Developments in information and communication technologies (ICT) combined with internationally fragmented production processes are making business services increasingly dynamic, transportable and tradeable. As a result, several business sector services show characteristics similar to high-productivity manufacturing industries; they intensively use ICT and knowledge-based capital, exploit economies of scale, and are increasingly exposed to international competition.

Key findings

Labour productivity growth varies substantially across business sector services. In the pre-crisis period, services that are traded internationally and thus with a higher exposure to international competition, such as information and communication services and finance and insurance activities, showed labour productivity growth rates that were as high as or even higher than those in the manufacturing sector. However, post the crisis, labour productivity growth in manufacturing was higher in most countries than in finance and insurance, and information and communication services.

Labour productivity growth decelerated significantly in finance and insurance services in most countries, with negative growth rates in countries whose banking sectors were severely hit by the crisis, such as Iceland, Portugal, Spain and the United Kingdom. Productivity growth also slowed considerably in information and communication services, especially in Austria, Estonia, Greece, Hungary, Latvia, Luxembourg, the Netherlands, Norway, the Slovak Republic and the United States. In Ireland, high labour productivity growth in information and communication services in the post-crisis period reflects increasing flows of high-tech foreign direct investment of IT multinationals.
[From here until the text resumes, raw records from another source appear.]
PR #1149, opened 2018-03-13
[WIP] Scscore model

abster12:
This is just the model architecture I was trying. I havent done anything much to it due to my exams. I will try to finish it as soon as possible

### DIFF
--- a/deepchem/models/tensorgraph/models/scscore.py
+++ b/deepchem/models/tensorgraph/models/scscore.py
@@ -1,23 +1,28 @@
 import deepchem as dc
 import tensorflow as tensorflow
-from deepchem.models.tensorgraph.layers import Layer,Input,Dense,Hingeloss,Label,Feature
-from deepchem.models.tensorgraph.layers import ReduceMean,InputFifoQueue,ReLU
+from deepchem.models.tensorgraph.layers import Layer, Input, Dense, Hingeloss, Label, Feature
+from deepchem.models.tensorgraph.layers import ReduceMean, InputFifoQueue, ReLU
+
 
 class Scscore(TensorGraph):
-	tg=dc.models.TensorGraph(tensorboard=True, model_dir='/tmp/scscore',use_queue=True)
+  tg = dc.models.TensorGraph(
+      tensorboard=True, model_dir='/tmp/scscore', use_queue=True)
 
+  Input1 = InputFifoQueue()
 
-	Input1=InputFifoQueue()
+  hidden_1 = Dense(out_channels=300, in_layer=Input1, activation_fn=tf.nn.relu)
+  hidden_2 = Dense(
+      out_channels=300, in_layer=hidden_1, activation_fn=tf.nn.relu)
+  hidden_3 = Dense(
+      out_channels=300, in_layer=hidden_2, activation_fn=tf.nn.relu)
+  hidden_4 = Dense(
+      out_channels=300, in_layer=hidden_3, activation_fn=tf.nn.relu)
+  hidden_5 = Dense(
+      out_channels=300, in_layer=hidden_4, activation_fn=tf.nn.relu)
 
-	hidden_1=Dense(out_channels=300,in_layer=Input1,activation_fn=tf.nn.relu)
-	hidden_2=Dense(out_channels=300,in_layer=hidden_1,activation_fn=tf.nn.relu)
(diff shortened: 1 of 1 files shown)


deepchem/models/tensorgraph/models/scscore.py
```diff
@@ -0,0 +1,28 @@
...
+import tensorflow as tensorflow
+from deepchem.models.tensorgraph.layers import Layer, Input, Dense, Hingeloss, Label, Feature
+from deepchem.models.tensorgraph.layers import ReduceMean, InputFifoQueue, ReLU
+
+
+class Scscore(TensorGraph):
+  tg = dc.models.TensorGraph(
+      tensorboard=True, model_dir='/tmp/scscore', use_queue=True)
+
+  Input1 = InputFifoQueue()
```
lilleswing: You don't specify InputFifoQueue, instead use Feature

deepchem/models/tensorgraph/models/scscore.py
```diff
@@ -0,0 +1,28 @@
...
+  hidden_3 = Dense(
+      out_channels=300, in_layer=hidden_2, activation_fn=tf.nn.relu)
+  hidden_4 = Dense(
+      out_channels=300, in_layer=hidden_3, activation_fn=tf.nn.relu)
+  hidden_5 = Dense(
+      out_channels=300, in_layer=hidden_4, activation_fn=tf.nn.relu)
+
+  label = Label(shape=(300,))
+
+  loss = Hingeloss(in_layers=[label, hidden_5])
```
lilleswing: How are you going to send pairs of molecules through this?  The whole architecture is based on pairwise molecules where one is "more complex" than the other.

abster12:
I have used the shared layers but I was confused about where to add the reactant and product layers. Is it supposed to be added at the end of the dense layers?

deepchem/models/tensorgraph/models/scscore.py
```diff
@@ -0,0 +1,39 @@
...
+      out_channels=300, in_layers=[dense_reactant_2], activation_fn=tf.nn.relu)
+  dense_product_3 = dense_reactant_3.shared(in_layers=[dense_product_2])
+  dense_reactant_4 = Dense(
+      out_channels=300, in_layers=[dense_reactant_3], activation_fn=tf.nn.relu)
+  dense_product_4 = dense_reactant_4.shared(in_layers=[dense_product_3])
+  dense_reactant_5 = Dense(
+      out_channels=300, in_layers=[dense_reactant_4], activation_fn=tf.nn.relu)
+  dense_product_5 = dense_reactant_5.shared(in_layers=[dense_product_4])
+
+  output_dense = Add(in_layers=[dense_reactant_5, dense_product_5])
```
lilleswing: I don't think this is what you want to do.

abster12:
In the scscore paper the author says that they use 2 models to calculate the 2 scores seperately for reactant and product and then the difference between their scores are evaluated. 
So is my mistake that I dont have to add the layers and continue with the 2 layers for reactant and product and the evaluate the score for them and then calculate the difference from the scores?

deepchem/models/tensorgraph/models/scscore.py
abster12: In the scscore paper the author says that they use 2 models to calculate the 2 scores seperately for reactant and product and then the difference between their scores are evaluated.
So is my mistake that I dont have to add the layers and continue with the 2 layers for reactant and product and the evaluate the score for them and then calculate the difference from the scores?

deepchem/models/tensorgraph/models/scscore.py
```diff
@@ -0,0 +1,40 @@
...
+  dense_reactant_5 = Dense(
+      out_channels=300, in_layers=[dense_reactant_4], activation_fn=tf.nn.relu)
+  dense_product_5 = dense_reactant_5.shared(in_layers=[dense_product_4])
+
+  output_reactant = Sigmoid(in_layers=[dense_reactant_5])
+  output_product = Sigmoid(in_layers=[dense_product_5])
+  output = tf.subtract(output_product, output_reactant)
+  tg.add_output(output)
+
+  label = Label(shape=(None, 1))
```
abster12: I wanted to ask of we needed the label in this one because the paper discusses how they avoid the ground truth and instead learn from ranked pairs.

PR #1163, opened 2018-03-17
Fix syntax error in graph_features.py

n3011:
fix syntax error


lilleswing:
Nice catch!

To finish the review please run our code-formatter.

Labour productivity growth by industry is defined as the rate of growth in real gross value added (in basic prices) per hour worked by industry. The figures present sectoral productivity growth for those countries which data on real gross value added and hours worked by sector are available by ISIC Rev.4 breakdown in the OECD National Accounts Statistics (database). For Japan, Korea and the United States, in the absence of national accounts data on total hours worked by main ISIC Rev.4 economic activity, the total number of persons employed (employees and self-employed) is used as a measure of labour input. The business sector services covers wholesale and retail trade, repair of motor vehicles and motorcycles, transportation and storage as well as accommodation and food services –presented here as “distributive trade, repairs; transport; accommodation, food services”–; information and communication services; financial and insurance activities; and professional, scientific and support activities.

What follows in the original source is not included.